(Dataset entries)
----------------

PR #97, opened 2023-05-08
✨ 💥   Add shared train/load backends

joerunde:
This PR is the beginning of @gabe-l-hart and @tjohnson31415 's vision of the future of backends

This is a **breaking configuration change**

This:
- Adds `SharedLoadBackend` and `SharedTrainBackend` base classes and the `local` implementations of them
- Consolidates the `module_backends.priority` and `module_backends.config` configurations as a list of objects that include the backend type and its config
- Splits the backend priorities between training and loading, `module_backends.load_priority` and `module_backends.train_priority`
- Allows multiple backends of the same type to be registered under a different name and with different configurations
- Deletes the `module_backends.enabled` flag that was only used by the runtime. (It was buggy anyway, since the core loader would run backend configuration even if `module_backends.enabled` was False)

This does not yet implement a `caikit.train` method that can use an appropriate shared train backend similar to how `caikit.load` does.

As a followup design issue, the split between "shared" and the original "not shared" backends is pretty awkward. We'd like to explore if the original backends are really required or if they can be posed as shared backends as well. This would probably mean walking back the original "distributed module" pattern where multiple backend implementations are registered against the same guid as a base module

### DIFF
--- a/caikit/core/model_manager.py
+++ b/caikit/core/model_manager.py
@@ -187,6 +187,12 @@ class ModelManager:
                             module_path,
                             load_backend.name,
                         )
+                        error.type_check(
+                            "<COR76726077E>",
+                            ModuleBase,
+                            model=model,
+                        )
+
                         loaded_model = model
                         model.set_load_backend(load_backend)
                         break
--- a/caikit/core/model_manager.py
+++ b/caikit/core/model_manager.py
@@ -178,6 +178,7 @@ class ModelManager:
             # directly. If not, parse the module config and look to see if there is
             # a version of the module available for the given backend
             loaded_model = None
+            log.debug("Available load backends: %s", configured_load_backends)
             for load_backend in configured_load_backends:
                 # If this is a shared loader, try loading the model directly
                 if isinstance(load_backend, SharedLoadBackendBase):
--- a/caikit/core/model_manager.py
+++ b/caikit/core/model_manager.py
@@ -155,6 +155,8 @@ class ModelManager:
 
             # Using the module_path as a key, look for an instance preloaded in the
             # singleton cache if desired
+            # 🌶🌶🌶 This doesn't work for nested blocks
+            # TODO: think about bringing back the `unique_hash` or `tracking_id`
             if singleton_entry := (
                 load_singleton and self.singleton_module_cache.get(module_path)
             ):
--- a/caikit/core/model_manager.py
+++ b/caikit/core/model_manager.py
@@ -166,7 +166,7 @@ class ModelManager:
             if not configured_load_backends:
                 log.info(
                     "<COR56759744I>",
-                    "No backend configured! Trying to configure using default config file.",
+                    "No backends configured! Configuring backends with current configuration",
                 )
                 module_backend_config.configure()
                 configured_load_backends = (
--- a/caikit/core/model_manager.py
+++ b/caikit/core/model_manager.py
@@ -148,7 +148,9 @@ class ModelManager:
 
             # Using the module_path as a key, look for an instance preloaded in the
             # singleton cache if desired
-            if singleton_entry := self.singleton_module_cache.get(module_path):
+            if singleton_entry := (
+                load_singleton and self.singleton_module_cache.get(module_path)
+            ):
                 log.debug("Found %s in the singleton cache", module_path)
                 return singleton_entry
 
--- a/caikit/core/model_manager.py
+++ b/caikit/core/model_manager.py
@@ -21,6 +21,7 @@ from contextlib import contextmanager
 from io import BytesIO
 from threading import Lock
 from typing import Union
+import errno
 import os
 import tempfile
 import zipfile
@@ -141,6 +142,12 @@ class ModelManager:
             subclass of blocks.base.BlockBase
                 Model object that is loaded, configured, and ready for prediction.
         """
+        # Short-circuit the loading process if the path does not exist
+        if not os.path.exists(module_path):
+            raise FileNotFoundError(
+                errno.ENOENT, os.strerror(errno.ENOENT), module_path
+            )
+
         # If this is a singleton load, the entire body of this function needs to
         # be locked to avoid concurrent loads on the same model. Otherwise, we
         # can freely load in parallel.
@@ -199,12 +206,11 @@ class ModelManager:
                         loaded_model = model
                         model.set_load_backend(load_backend)
                         break
-                    else:
-                        log.debug3(
-                            "Could not load %s with loader %s",
-                            module_path,
-                            load_backend.name,
-                        )
+                    log.debug3(
+                        "Could not load %s with loader %s",
+                        module_path,
+                        load_backend.name,
+                    )
 
                 # If this is not a shared loader, look for an implementation of the
                 # model's module that works with this backend
--- a/caikit/core/model_manager.py
+++ b/caikit/core/model_manager.py
@@ -34,11 +34,12 @@ from .module import (
     _MODULE_TYPES,
     MODULE_BACKEND_REGISTRY,
     MODULE_REGISTRY,
-    SUPPORTED_LOAD_BACKENDS_VAR_NAME,
     ModuleBase,
     ModuleConfig,
 )
-from .module_backends import SharedLoadBackendBase, backend_types
+from .module_backends import backend_types
+from .module_backends.base import SharedLoadBackendBase
+from .module_type import SUPPORTED_LOAD_BACKENDS_VAR_NAME
 from .toolkit.errors import error_handler
 from caikit.config import get_config
 
--- a/caikit/core/model_manager.py
+++ b/caikit/core/model_manager.py
@@ -17,7 +17,9 @@
 """
 
 # Standard
+from contextlib import contextmanager
 from io import BytesIO
+from threading import Lock
 from typing import Union
 import os
 import tempfile
@@ -27,7 +29,7 @@ import zipfile
 import alog
 
 # Local
-from . import module_backend_config as backend_config
+from . import module_backend_config
 from .module import (
     _MODULE_TYPES,
     MODULE_BACKEND_REGISTRY,
@@ -36,7 +38,7 @@ from .module import (
     ModuleBase,
     ModuleConfig,
 )
-from .module_backends import backend_types
+from .module_backends import SharedLoadBackendBase, backend_types
 from .toolkit.errors import error_handler
 from caikit.config import get_config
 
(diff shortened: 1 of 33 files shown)


evaline-ju (commented):
Due to the size of this PR, definitely just glossing over all the moved code in `module.py`

caikit/core/module_type.py
```diff
@@ -0,0 +1,308 @@
...
+
+                # Verify UUID and add this block to the module and block registries
+                global MODULE_REGISTRY
+                current_class = MODULE_REGISTRY.get(cls_.MODULE_ID)
+                if not backend_module_impl:
+                    if current_class is not None:
+                        error(
+                            "<COR30607646E>",
+                            RuntimeError(
+                                "BLOCK_ID `{}` conflicts for classes `{}` and `{}`".format(
```
evaline-ju, line 217: module?

tests/core/test_model_manager.py
```diff
@@ -419,27 +392,26 @@ def test_fall_back_to_local(reset_globals):
...
-        assert isinstance(model, NonDistributedBlock)
+    assert isinstance(model, NonDistributedBlock)
 
 
 def test_no_local_if_disabled(reset_globals):
     """Make sure that if LOCAL is disabled and a given module doesn't have any
     registered backends, loading fails.
     """
     _ = setup_saved_model(MockBackend)
+    # 🌶️ TODO: remove the `disable_local` flag
```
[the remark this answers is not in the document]
gabe-l-hart: I think the goal is to eventually remove all "special" handling for `LOCAL` and just have the default values in `config.yml` pre-populated with `LOCAL`. Could certainly argue either way, though

caikit/core/model_manager.py
```diff
@@ -137,150 +142,153 @@ def _load_from_dir(self, module_path, load_singleton, *args, **kwargs):
...
-                log.debug(
-                    "%s backend implementation found for backend [%s]",
-                    backend_impl.__name__,
-                    backend,
+        # If this is a singleton load, the entire body of this function needs to
+        # be locked to avoid concurrent loads on the same model. Otherwise, we
+        # can freely load in parallel.
+        with self.singleton_lock(load_singleton):
+
+            # Using the module_path as a key, look for an instance preloaded in the
```
gabe-l-hart, line 156: I know we talked about reviving the `unique_id` content hash for the case where the same content is being loaded from multiple paths. Just noting that here for posterity

tests/core/test_model_manager.py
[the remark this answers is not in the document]
joerunde: right, needs more context.

The idea was to get `aconfig` to handle lists so that we could set `LOCAL` in the base config and allow users to merge more priorities to the list ahead of `LOCAL`, instead of handling it separately in code here

caikit/core/module_backends/base.py
```diff
@@ -54,3 +59,67 @@ def start(self):
...
+class SharedTrainBackendBase(BackendBase, abc.ABC):
+    """Interface for a backend that can perform train on any given module
+
+    A Shared backend is one that treats the given module as a black box and
+    delegates the execution of that module's functionality to an alternate
+    execution engine.
+    """
+
+    @abc.abstractmethod
+    def train(self, module_class: Type[ModuleBase], *args, **kwargs) -> ModuleBase:
```
gkumbhat, line 73: Just thinking out the train use-case:
1. Would train data massaging / packaging also be responsibility of train backend impl class? Like in case of training in a torch cluster, if it requires data in torch data loaders, would the conversion from potentially stream in `caikit.runtime` to torch data loader be responsibility of impl of `SharedTrainBackend`?
2. Would we always be running `caikit.module` based training code in the backend? Or are we going to support non-caikit module training in backend as well?
3. Does error / exception handling responsibility of train function? Considering below `TODO` around async training, since `train` here can return future, would we need to expose another semantics for checking on the status, fetching error etc?
4.  How would the `.save` be handled and the case of automatic loading of the model, like the `auto_load_trained_model` case?

gkumbhat (commented):
Thanks @gabe-l-hart , @joerunde . Left some questions

caikit/core/module.py
```diff
@@ -510,7 +729,7 @@ def _extract_pred_set(self, dataset, *args, preprocess_func=None, **kwargs):
         )
 
     @staticmethod
-    def load_evaluation_dataset(dataset_path):
+    def _load_evaluation_dataset(dataset_path):
```
gabe-l-hart, line 732: @alex-jw-brooks I'm pretty sure you owned this originally. To the best of my knowledge, this function is an implementation detail that's only used in the default implementation of `evaluate_quality`. Is that right?

alex-jw-brooks: Hey @gabe-l-hart! As far as I'm aware, that is correct

caikit/core/module_backends/base.py
gabe-l-hart: >Would train data massaging / packaging also be responsibility of train backend impl class? Like in case of training in a torch cluster, if it requires data in torch data loaders, would the conversion from potentially stream in caikit.runtime to torch data loader be responsibility of impl of SharedTrainBackend?

I have a hard time imagining a `SharedTrainBackend` that wraps running in a `torch` cluster since that would only work for module implementations that are backed by `torch`. I would expect such usages to be non-shared backends that require backend-specific implementations for a remote `torch` cluster. Realistically, the data conversions would probably be very similar across models, so the backend could expose any utility functions needed to make this code reusable.

In general, though, for a truly `Shared` train backend, yes, any data massaging would be the responsibility of the backend itself. For example, a shared train backend that delegates to a remote instance of `caikit.runtime` would need to serialize the python args into a train request `grpc` call.

>Would we always be running caikit.module based training code in the backend? Or are we going to support non-caikit module training in backend as well?

Good question. I think the baseline is that we would always have any code encapsulated as a `caikit` module. It could be totally fair game to have a generic module that allows for arbitrary training against a given platform, though. Again, something like this would probably not be a `Shared` backend, though, since the only generic interface that a `SharedTrainBackend` can rely on is `ModuleBase`.

>Does error / exception handling responsibility of train function? Considering below TODO around async training, since train here can return future, would we need to expose another semantics for checking on the status, fetching error etc?

Currently this does not return a future, but we absolutely will need to have careful error handling semantics down the line. Since the goal of a `SharedTrainBackend` is to encapsulate platform-specific concerns for a given backend platform, I think we will likely want to define a set of standard training error flows and make sure that all `SharedTrainBackend` implementations follow them.

>How would the .save be handled and the case of automatic loading of the model, like the auto_load_trained_model case?

This will be the crux of the `orchestration` design once we get there. We'll need to make sure that the train and load backends are able to interoperate cleanly to enable `auto_load_trained_model` semantics, even when the model is being trained and loaded on divergent backends. Certainly some design work to do here to figure out how to validate configurations and perform the model handoff from training to inference.

>From runtime perspective, can a shared backend in itself do distribution of training (internal distribution) and manage its own cluster?

By definition, a `SharedTrainBackend` is performing `external` distribution (the module is the atomic unit being distributed). Hypothetically a given shared backend _could_ also be used for `internal` distribution (distribution of parts of the workload inside a given module). For example, I could imagine a generic `ray` backend that holds the connection to a cluster and can perform distribution of modules as `remote` (`actor`, `job`?) primitives as a `SharedTrainBackend`, but also allows individual `ray`-based module implementations to grab the client and perform internal distribution.

As for "and manage its own cluster," this is an interesting question. My gut feeling is that or anything that will be running in a truly "remote" sense, the deployment topology should live outside the backend implementation to avoid mixing runtime and deploy-time concerns. That said, you could certainly imagine something like how [`caikit-tgis-backend` runs its subprocess](https://github.com/caikit/caikit-tgis-backend/blob/main/caikit_tgis_backend/tgis_backend.py#L82) for cluster-based backends that want to be able to operate in "build your own" mode.

tests/core/test_module.py
```diff
@@ -474,13 +402,13 @@ class DummyLocal(caikit.core.blocks.base.BlockBase):
...
         pass
 
     @caikit.core.blocks.block(
         backend_type=backend_types.FOO, base_module=DummyLocal.MODULE_ID
     )
-    class DummyFoo(caikit.core.ModuleBase):
+    class DummyFoo(caikit.core.blocks.base.BlockBase):
         pass
 
     assert DummyLocal in list(caikit.core.MODULE_REGISTRY.values())
```
gabe-l-hart, line 414: I think we need to add a new test to exercise the ability to disambiguate multiple instances of the same backend by name. I'll add that now

tests/core/helpers.py
```diff
@@ -39,6 +50,38 @@ def stop(self):
...
+    def load(self, model_path: str, *args, **kwargs) -> Optional[ModuleBase]:
+        # allow config.model_type to control whether this loader barfs
+        if "model_type" in self.config and "model_type" in kwargs:
+            if self.config["model_type"] != kwargs["model_type"]:
+                # Don't load in this loader
+                return None
+        # use the "Local" loader to actually load the model
+        model = LocalBackend(name="test").load(model_path)
+        # Let tests know which loader was used
+        setattr(model, "loader_name", self.name)
```
gabe-l-hart, line 69: Wouldn't the call to `set_load_backend` take care of this?

tests/core/test_model_manager.py
```diff
@@ -529,3 +503,111 @@ def load(self, *args, **kwargs):
...
+                "load_priority": [
+                    {"type": TestLoader.backend_type, "name": loader_name},
+                    {"type": backend_types.LOCAL},
+                ],
+            }
+        }
+    ):
+        configure()
+        model = caikit.core.load(good_model_path)
+        assert model.loader_name == loader_name
```
gabe-l-hart, line 542: I think this could be `model.get_load_backend.name == loader_name` and skip that extra `setattr`

gabe-l-hart (commented):
@joerunde a couple of tiny NITs on the tests using `TestLoader`, but otherwise, a huge thanks for getting this fleshed out!

caikit/core/module_backends/base.py
gkumbhat: Thanks Gabe.  

I think we would need to document above definitions as "parameters" for designing shared backends, so that not everything ends up being one-off shared backends and the difference between shared and non-shared backend is evident.

gabe-l-hart: 100% agree. We probably need a pretty robust ADR around this. I can start writing one up today, but we need to sort out numbering at some point @joerunde

gabe-l-hart (approved):
From my view, this looks ready to go. Then again, I wrote a lot of it, so let's get signoff from one other maintainer before hitting merge!

tests/core/test_model_manager.py
joerunde: hot

joerunde:
I can't sign off because I opened it 🙃

gabe-l-hart:
@joerunde @evaline-ju I think verbal signoff is plenty! If you're good, let's merge it.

----------------

-- Prompt --
Only the lines that contain the string "truly" are to be copied from the records.

-- Solution --
In general, though, for a truly `Shared` train backend, yes, any data massaging would be the responsibility of the backend itself. For example, a shared train backend that delegates to a remote instance of `caikit.runtime` would need to serialize the python args into a train request `grpc` call.
As for "and manage its own cluster," this is an interesting question. My gut feeling is that or anything that will be running in a truly "remote" sense, the deployment topology should live outside the backend implementation to avoid mixing runtime and deploy-time concerns. That said, you could certainly imagine something like how [`caikit-tgis-backend` runs its subprocess](https://github.com/caikit/caikit-tgis-backend/blob/main/caikit_tgis_backend/tgis_backend.py#L82) for cluster-based backends that want to be able to operate in "build your own" mode.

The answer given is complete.